§ **Aim of the task**:
How many lines in the entries below contain the word "false"? Answer with the number and nothing else.

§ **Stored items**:
+++++
PR #107, opened 2026-08-09
Make specification pass rate primary

munimthahmid:
Based on a recent Slack conversation and the resulting decision, benchmark scoring now uses the strict specification pass rate as the primary score.


Qian-Cheng-nju:
LGTM! Thanks!

PR #110, opened 2026-08-11
Fix UpdateStateValue precondition

### LINKED ISSUE #109: TPaxosWithProof_UpdateStateValue is false when p = q
## Context

GPT-5.6 Sol agentic xhigh failed this task:

`tlaplus_examples_TencentPaxos/TPaxosWithProof_UpdateStateValue`

The task has no valid proof because the target theorem is false as written.

## Why the theorem is false

`UpdateState` contains these two updates:

```tla
![q] = new_state_qq,
![p] = new_state_qp
```

The theorem allows `p = q`. In that case, both updates target the same entry, so the second update overwrites the first.

Consider a one-participant instance with `B \in Value` and this initial system state:

```tla
msgs = {}
state[q][q] = [maxBal |-> -1, maxVBal |-> -1, maxVVal |-> None]
```

Use these parameters for `UpdateState`:

```tla
p = q
pp = [maxBal |-> 20, maxVBal |-> 15, maxVVal |-> B]
```

These values satisfy the theorem's assumptions, including `Inv`, `pp \in State`, and `pp.maxBal >= pp.maxVBal`.

With these values, `UpdateState` computes:

```tla
new_state_qq = [maxBal |-> 20, maxVBal |-> -1, maxVVal |-> None]
new_state_qp = [maxBal |-> 20, maxVBal |-> 15, maxVVal |-> B]
```

Therefore, the final value is:

```tla
state'[q][q] = [maxBal |-> 20, maxVBal |-> 15, maxVVal |-> B]
```

The theorem claims that either:

1. `maxVBal` and `maxVVal` remain unchanged, but they change from `-1` and `None` to `15` and `B`; or
2. `pp.maxVBal = pp.maxBal` and `state'[q][q].maxBal = pp.maxVBal`, which would require `15 = 20` and `20 = 15`.

Neither alternative holds. All the theorem's assumptions are true while its conclusion is false.

Qian-Cheng-nju:
## Summary
- require `p # q` in `UpdateStateValue`
- discharge the new precondition from `MsgInv` in `UpdateStateMsgInv`
- regenerate the affected Proof Completion scaffolds without changing the Full (706) or Core (293) cohorts

Fixes #109

### DIFF
--- a/benchmark/proof-completion/tlaplus_examples_TencentPaxos/TPaxosWithProof_AcceptMsgInvScaffold.tla
+++ b/benchmark/proof-completion/tlaplus_examples_TencentPaxos/TPaxosWithProof_AcceptMsgInvScaffold.tla
@@ -239,7 +239,8 @@ LEMMA UpdateStateViewValue ==
 PROOF OMITTED
 
 LEMMA UpdateStateValue ==
-          ASSUME NEW q \in Participant, NEW p \in Participant, NEW pp \in State, pp.maxBal >= pp.maxVBal,
+          ASSUME NEW q \in Participant, NEW p \in Participant, NEW pp \in State, p # q,
+                     pp.maxBal >= pp.maxVBal,
                      UpdateState(q, p, pp), Inv
             PROVE \/ /\ state'[q][q].maxVBal = state[q][q].maxVBal
                      /\ state'[q][q].maxVVal = state[q][q].maxVVal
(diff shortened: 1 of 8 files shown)


munimthahmid (approved):

munimthahmid:
The fix is correct, all TLAPS obligations now pass, and the generated tasks are consistent. LGTM!

PR #118, opened 2026-08-14
Repair Proof-from-Scratch dataset integrity

munimthahmid:
### Specification fixes

- Fixed OpenAddressing so its special `empty` value cannot be mistaken for a fingerprint.
- Required at least two fingerprints, preventing division by zero in the fingerprint calculation.
- Regenerated the OpenAddressing files for both benchmark modes and added a bounded TLC model covering all five properties.
- Fixed etcd Raft's `PendingMessages` definition. The old fold mixed up a message with the result collected so far and could read `.msource` from an empty sequence.

### Dataset cleanup

- Removed five duplicate Cantor tasks, reducing Proof-from-Scratch from 250 to 245 tasks.
- Kept `Cantor1_cantor` and `Cantor5_cantor` as the two distinct proof problems.

<details>
<summary>Why the Cantor tasks were duplicates</summary>

- `Cantor1_cantor` through `Cantor4_cantor` contain the same proof problem after ignoring generated module names and formatting.
- `Cantor5_cantor` through `Cantor7_cantor` form a second identical group.
- Their read-only definition files contain no additional assumptions or definitions that would make the tasks different. The Cantor source files and Proof-Completion tasks are unchanged.

</details>

- Generated read-only files now stop at the outer `====`, while nested modules are preserved.
- Generation now fails if read-only context contains trailing content, theorems, or proof text.
- Regeneration removed unintended trailing content from 12 context files.

### Result impact

The old Proof-from-Scratch results should not be reused for the latest 245-task set.

<details>
<summary>Why the old results need to be rerun</summary>

- The task set changed from 250 to 245 tasks.
- The OpenAddressing and etcd inputs changed, along with 12 generated context files.
- During the audit, I found 15 previous PASS results across nine tasks that used exposed theorems whose proofs were marked `OMITTED`.

A clean run of all 245 tasks is needed so every reported model is evaluated on the same updated inputs.

</details>

## Testing

- Regenerated all 245 selected tasks in the pinned container with no missing or unexpected tasks.
- None of the tasks passed with the placeholder proof.
- Full and filtered regeneration reproduced the committed files.
- Standalone SANY passed all 245 task bundles.
- The integrity check passed all 690 generated TLA+ files.
- A bounded TLC model checked all five OpenAddressing properties without errors: 903 generated states, 491 distinct states, depth 18.
- Focused generator, contract, integrity, and evaluator tests: 198 passed.
- `uv run ruff check .`, `uv run ruff format --check .`, and `git diff --check` passed.


munimthahmid:
@Qian-Cheng-nju @sukanya1426, can you review it? Thanks!

sukanya1426:
Everything seems to be working well as described.

Qian-Cheng-nju:
LGTM. Thanks a lot.

> During the audit, I found 15 previous PASS results across nine tasks that used exposed theorems whose proofs were marked OMITTED.

That's alright. They're still valid tasks.

PR #119, opened 2026-08-14
fix quantify ZooKeeper LocalPrimaryOrder over every pair

sukanya1426:
## What was the issue :
Local primary order is supposed to mean, if a primary broadcasts a before b, a follower that delivers b must already have delivered a. The formula used `\E txn1, txn2` , “there exist two transactions”. In TLA+ those two names can be the same transaction, and a transaction is always equal to itself, so once there are a couple of broadcasts the formula is already true. It never actually checks order. The task was not asking for the property in the comment / Zab paper.

## How we solved : 
I switched that to `\A` for all pairs in:
- `source/ZooKeeper/Zab.tla`
- `source/ZooKeeper_LowLevel/ZkV3_7_0.tla`
- the two matching proof-from-scratch Defs files

and added a test so we don’t silently go back to `\E`.
I checked this with TLC on a tiny example using the same comparison operators as Zab: broadcasts a then b, follower log has delivered b and never a (`<<x, b>>`). The old `\E` formula is true in that state, the new `\A` formula is false. That’s what we want, the paper property fails, and the old encoding does not notice. I did not model check the full ZooKeeper spec (`Spec => []LocalPrimaryOrder`). That spec is too open ended for TLC as we ship it.

If we’d rather not ship a stronger theorem without a full-spec check, we can drop these two tasks instead of this fix.

## Testing:
- TLC on the small `\E` vs `\A` example
- SANY on both staged LocalPrimaryOrder task bundles
- Integrity check on the proof-from-scratch suite
- `pytest tests/dataset/test_zookeeper_local_primary_order.py`

### DIFF
--- a/source/ZooKeeper/Zab.tla
+++ b/source/ZooKeeper/Zab.tla
@@ -1075,9 +1075,8 @@ LocalPrimaryOrder == LET p_set(i, e) == {p \in proposalMsgsLog: /\ p.source = i
                              \/ /\ ~TxnEqual(txn1, txn2)
                                 /\ LET TxnPre  == IF ZxidCompare(txn1.zxid, txn2.zxid) THEN txn2 ELSE txn1
                                        TxnNext == IF ZxidCompare(txn1.zxid, txn2.zxid) THEN txn1 ELSE txn2
-                                   IN \A j \in Server: /\ lastCommitted[j].index >= 2
-                                                       /\ \E idx \in 1..lastCommitted[j].index: 
-                                                            TxnEqual(history[j][idx], TxnNext)
+                                   IN \A j \in Server: (\E idx \in 1..lastCommitted[j].index: 
+                                                            TxnEqual(history[j][idx], TxnNext))
                                         => \E idx2 \in 1..lastCommitted[j].index: 
                                             /\ TxnEqual(history[j][idx2], TxnNext)
                                             /\ idx2 > 1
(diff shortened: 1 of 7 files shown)


sukanya1426:
@munimthahmid can you please take a look? Thanks!

source/ZooKeeper/Zab.tla
```diff
@@ -1070,7 +1070,7 @@ LocalPrimaryOrder == LET p_set(i, e) == {p \in proposalMsgsLog: /\ p.source = i
                      IN \A i \in Server: \A e \in 1..currentEpoch[i]:
                          \/ Cardinality(txn_set(i, e)) < 2
                          \/ /\ Cardinality(txn_set(i, e)) >= 2
-                            /\ \E txn1, txn2 \in txn_set(i, e):
+                            /\ \A txn1, txn2 \in txn_set(i, e):
```
munimthahmid, line 1073: The `\A` change correctly fixes the existential/self-pair tautology, but I think the repair is incomplete. The implication still requires `lastCommitted[j].index >= 2`, so a follower that has committed only `<<b>>` after broadcasts `a` then `b` is skipped and `LocalPrimaryOrder` evaluates to `TRUE`.

I reproduced this with a small TLC test that directly evaluates the formula with broadcasts `a` then `b` and follower history `<<b>>`. The proposed formula returns `TRUE`, even though the property stated directly above `LocalPrimaryOrder` requires a follower delivering `b` to have delivered `a` first. This does not establish that the state is reachable under the full `Spec`, but it shows that the predicate itself remains weaker than the property it is intended to encode.

I think we should remove the `>= 2` conjunct in both definitions and generated Defs files. The existing `\E idx ... TxnNext` already determines whether `b` was delivered, and `idx2 > 1` already requires an earlier entry. The regression test should also include this semantic case, since its current substring assertions do not catch it.

munimthahmid (changes requested):

source/ZooKeeper/Zab.tla
sukanya1426: Agreed, I have addressed it now.

PR #28, opened 2023-08-24
Fixes to block handling

NotLebedev:
Fix various issues related to how blocks are handled:
1. Blocks could not be entirely on one line and not empty and `( )` blocks, string interpolations and closures could not be multiline and have more then one command. Issue was in how blocks were handled. In `$.block` individual pipelines were separated by newline or `;` and last one should have had a newline before closing bracket. On the other side in other cases `inline_pipeline` was used directly and pipeline could terminate on `)` or `}` but only one pipeline per block was allowed (and not assignments, `use` `overlay use` e.t.c. were allowed at all, despite being usable in nu). To fix this `_last` variants of all rules that could end in pipeline were introduced. This rules optionally require `$._terminator` and thus one line blocks are now possible. `_block_body` rule encapsulating this logic is use in all block-like rules. 
  
    Adding a lot of `_last` rules is not pretty but I could not come up with a working grammar without them:
    * If all newlines are are ignored grammar could not be parsed unambiguously at all. E.g.
        ```nu
        ls | print
        ls | print
        ```
        is indistinguishable from `ls | print print | ls`. First prints result of `ls` two times. Second prints `print` and then result of `ls`
    * Making `$._terminator` always optional in `$.pipeline` splits pipelines in parts and for some reason no amound of tinkering with `prec.right` fixes this. But I am surprised by this, but my due to limited knowledge of tree-sitter behavior details I was not able to rectify this and settled at the hack with `_last` variants of rules.
2. Mutable variable assignments are still broken but less broken then before. Before this change all pipeline on right hand side of  mutable var assignment was used as `rhs`. Now correctly only first value is used. Hovewer the rest of pipeline is parsed with error because pipelines could not begin with just `|` (and IMO they should not be able to do this in nu. I will probably make an issue soon). Now behavior is somewhat similar but still not 1:1 to nushell parser
3. Match hands can now have blocks as expressions after `=>`. E.g.
    ```nu
    match $x {
        _ => { print qwe }
    }
    ```
    is now parsed correctly. Also empty blocks are now correctly parsed as block, not empty record.


NotLebedev:
Turns out I made a mistake. Did not notice it at first but `()` and `{}` blocks handle newline differently. In `{}` new line means end of command so
```nu
do {
print qwe
print rty
}
```
Will print
```
qwe
rty
```

But
```nu
(
print qwe
print rty
)
```
Will print
```
qwe
print
rty
```

Which means, in `()` command stretches until `;` not newline. This is cool, but it means I have to fix this, which means another set of rules 😐

Maybe I need to parametrize rules, like its done for `inlin_pipeline`. Any tips?

NotLebedev:
Found right tool for the job. Turns out people do some heavy meta-programming in these grammars. One example is grammar for C. [Here](https://github.com/tree-sitter/tree-sitter-c/blob/05f62b9f84e91a5bfb3e768c0d1271f20ac8ee35/grammar.js#L115) a special function is used that [returns](https://github.com/tree-sitter/tree-sitter-c/blob/05f62b9f84e91a5bfb3e768c0d1271f20ac8ee35/grammar.js#L770) parts of rules structure that are substituted with some suffix and additional rules. Seems like the right tool for this job. Seems lik it should not be too hard to implement and maintain later

fdncred:
@NotLebedev Are we ready to go with this? Doesn't look like @1Kinoti has bandwidth to review. We need more help with tree-sitter so we appreciate your contribution.

NotLebedev:
I was able to fix all problems I mentioned above. From my side everything is done, so we may proceed. It's unfortunate no review is coming

fdncred:
@amtoine what's the thumbs down about? Are you disapproving of this PR or just sad because 1Kinoti doesn't have much time?

fdncred:
Thanks @NotLebedev. Sorry this took so long.

amtoine:
yes i am sad that the PR got closed but this was a miss click, sorry for the confusion :innocent:

1Kinoti:
@NotLebedev, i am sorry i wasn't available to review this pr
+++++
§ **Answer to this problem**:
5